* **Data records**
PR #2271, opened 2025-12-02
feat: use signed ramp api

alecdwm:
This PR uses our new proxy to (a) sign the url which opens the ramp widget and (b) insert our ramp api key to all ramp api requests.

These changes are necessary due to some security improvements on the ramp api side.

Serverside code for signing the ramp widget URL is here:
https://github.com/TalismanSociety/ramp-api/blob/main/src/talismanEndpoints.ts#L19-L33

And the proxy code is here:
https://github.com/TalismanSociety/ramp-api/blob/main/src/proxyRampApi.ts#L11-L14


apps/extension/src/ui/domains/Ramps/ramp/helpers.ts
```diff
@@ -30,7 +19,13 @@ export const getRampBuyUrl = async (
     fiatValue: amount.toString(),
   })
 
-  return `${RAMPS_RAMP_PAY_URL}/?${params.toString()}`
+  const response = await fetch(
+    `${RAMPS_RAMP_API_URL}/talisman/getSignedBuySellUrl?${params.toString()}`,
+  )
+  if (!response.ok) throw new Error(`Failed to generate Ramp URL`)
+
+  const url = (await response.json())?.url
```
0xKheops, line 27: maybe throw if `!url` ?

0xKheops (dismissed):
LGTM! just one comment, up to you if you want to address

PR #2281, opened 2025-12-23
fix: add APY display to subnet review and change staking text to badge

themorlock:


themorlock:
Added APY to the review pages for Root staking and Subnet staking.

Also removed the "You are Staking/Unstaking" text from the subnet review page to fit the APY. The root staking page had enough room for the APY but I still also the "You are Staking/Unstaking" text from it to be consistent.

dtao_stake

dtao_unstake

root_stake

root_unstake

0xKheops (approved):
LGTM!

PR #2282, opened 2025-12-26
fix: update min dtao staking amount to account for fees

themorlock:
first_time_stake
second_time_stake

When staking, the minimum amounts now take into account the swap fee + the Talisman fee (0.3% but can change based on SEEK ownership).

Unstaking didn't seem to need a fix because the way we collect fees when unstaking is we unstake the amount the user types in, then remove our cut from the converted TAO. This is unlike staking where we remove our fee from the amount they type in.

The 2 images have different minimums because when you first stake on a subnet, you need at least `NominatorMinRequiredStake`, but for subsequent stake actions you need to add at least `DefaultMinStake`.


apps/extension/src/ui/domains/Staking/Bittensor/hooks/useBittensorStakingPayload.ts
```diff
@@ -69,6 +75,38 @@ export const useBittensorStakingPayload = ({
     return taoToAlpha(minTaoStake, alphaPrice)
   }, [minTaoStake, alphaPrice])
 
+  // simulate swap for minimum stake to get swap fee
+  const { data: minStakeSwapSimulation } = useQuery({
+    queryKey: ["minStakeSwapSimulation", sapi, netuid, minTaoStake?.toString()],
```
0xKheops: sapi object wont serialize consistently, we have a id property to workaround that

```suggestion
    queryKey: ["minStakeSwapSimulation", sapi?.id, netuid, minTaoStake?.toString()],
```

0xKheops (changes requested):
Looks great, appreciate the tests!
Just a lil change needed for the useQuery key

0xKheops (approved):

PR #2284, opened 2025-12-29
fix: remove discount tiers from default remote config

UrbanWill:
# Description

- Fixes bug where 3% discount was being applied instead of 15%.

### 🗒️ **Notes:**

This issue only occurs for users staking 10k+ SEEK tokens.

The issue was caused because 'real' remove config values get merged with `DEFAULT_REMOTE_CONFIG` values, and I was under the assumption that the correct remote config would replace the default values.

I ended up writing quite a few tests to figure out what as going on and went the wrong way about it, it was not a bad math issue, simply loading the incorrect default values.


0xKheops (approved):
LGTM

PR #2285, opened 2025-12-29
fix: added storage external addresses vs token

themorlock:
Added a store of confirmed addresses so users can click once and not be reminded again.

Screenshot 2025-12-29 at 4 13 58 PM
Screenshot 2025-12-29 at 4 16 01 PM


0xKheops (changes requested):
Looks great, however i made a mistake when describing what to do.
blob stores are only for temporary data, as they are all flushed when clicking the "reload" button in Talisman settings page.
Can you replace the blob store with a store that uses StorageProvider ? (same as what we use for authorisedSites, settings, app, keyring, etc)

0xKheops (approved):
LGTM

* **What to work on**
Would you restate the material above word for word?

* **Solution below**
PR #2271, opened 2025-12-02
feat: use signed ramp api

alecdwm:
This PR uses our new proxy to (a) sign the url which opens the ramp widget and (b) insert our ramp api key to all ramp api requests.

These changes are necessary due to some security improvements on the ramp api side.

Serverside code for signing the ramp widget URL is here:
https://github.com/TalismanSociety/ramp-api/blob/main/src/talismanEndpoints.ts#L19-L33

And the proxy code is here:
https://github.com/TalismanSociety/ramp-api/blob/main/src/proxyRampApi.ts#L11-L14


apps/extension/src/ui/domains/Ramps/ramp/helpers.ts
```diff
@@ -30,7 +19,13 @@ export const getRampBuyUrl = async (
     fiatValue: amount.toString(),
   })
 
-  return `${RAMPS_RAMP_PAY_URL}/?${params.toString()}`
+  const response = await fetch(
+    `${RAMPS_RAMP_API_URL}/talisman/getSignedBuySellUrl?${params.toString()}`,
+  )
+  if (!response.ok) throw new Error(`Failed to generate Ramp URL`)
+
+  const url = (await response.json())?.url
```
0xKheops, line 27: maybe throw if `!url` ?

0xKheops (dismissed):
LGTM! just one comment, up to you if you want to address

PR #2281, opened 2025-12-23
fix: add APY display to subnet review and change staking text to badge

themorlock:


themorlock:
Added APY to the review pages for Root staking and Subnet staking.

Also removed the "You are Staking/Unstaking" text from the subnet review page to fit the APY. The root staking page had enough room for the APY but I still also the "You are Staking/Unstaking" text from it to be consistent.

dtao_stake

dtao_unstake

root_stake

root_unstake

0xKheops (approved):
LGTM!

PR #2282, opened 2025-12-26
fix: update min dtao staking amount to account for fees

themorlock:
first_time_stake
second_time_stake

When staking, the minimum amounts now take into account the swap fee + the Talisman fee (0.3% but can change based on SEEK ownership).

Unstaking didn't seem to need a fix because the way we collect fees when unstaking is we unstake the amount the user types in, then remove our cut from the converted TAO. This is unlike staking where we remove our fee from the amount they type in.

The 2 images have different minimums because when you first stake on a subnet, you need at least `NominatorMinRequiredStake`, but for subsequent stake actions you need to add at least `DefaultMinStake`.


apps/extension/src/ui/domains/Staking/Bittensor/hooks/useBittensorStakingPayload.ts
```diff
@@ -69,6 +75,38 @@ export const useBittensorStakingPayload = ({
     return taoToAlpha(minTaoStake, alphaPrice)
   }, [minTaoStake, alphaPrice])
 
+  // simulate swap for minimum stake to get swap fee
+  const { data: minStakeSwapSimulation } = useQuery({
+    queryKey: ["minStakeSwapSimulation", sapi, netuid, minTaoStake?.toString()],
```
0xKheops: sapi object wont serialize consistently, we have a id property to workaround that

```suggestion
    queryKey: ["minStakeSwapSimulation", sapi?.id, netuid, minTaoStake?.toString()],
```

0xKheops (changes requested):
Looks great, appreciate the tests!
Just a lil change needed for the useQuery key

0xKheops (approved):

PR #2284, opened 2025-12-29
fix: remove discount tiers from default remote config

UrbanWill:
# Description

- Fixes bug where 3% discount was being applied instead of 15%.

### 🗒️ **Notes:**

This issue only occurs for users staking 10k+ SEEK tokens.

The issue was caused because 'real' remove config values get merged with `DEFAULT_REMOTE_CONFIG` values, and I was under the assumption that the correct remote config would replace the default values.

I ended up writing quite a few tests to figure out what as going on and went the wrong way about it, it was not a bad math issue, simply loading the incorrect default values.


0xKheops (approved):
LGTM

PR #2285, opened 2025-12-29
fix: added storage external addresses vs token

themorlock:
Added a store of confirmed addresses so users can click once and not be reminded again.

Screenshot 2025-12-29 at 4 13 58 PM
Screenshot 2025-12-29 at 4 16 01 PM


0xKheops (changes requested):
Looks great, however i made a mistake when describing what to do.
blob stores are only for temporary data, as they are all flushed when clicking the "reload" button in Talisman settings page.
Can you replace the blob store with a store that uses StorageProvider ? (same as what we use for authorisedSites, settings, app, keyring, etc)

0xKheops (approved):
LGTM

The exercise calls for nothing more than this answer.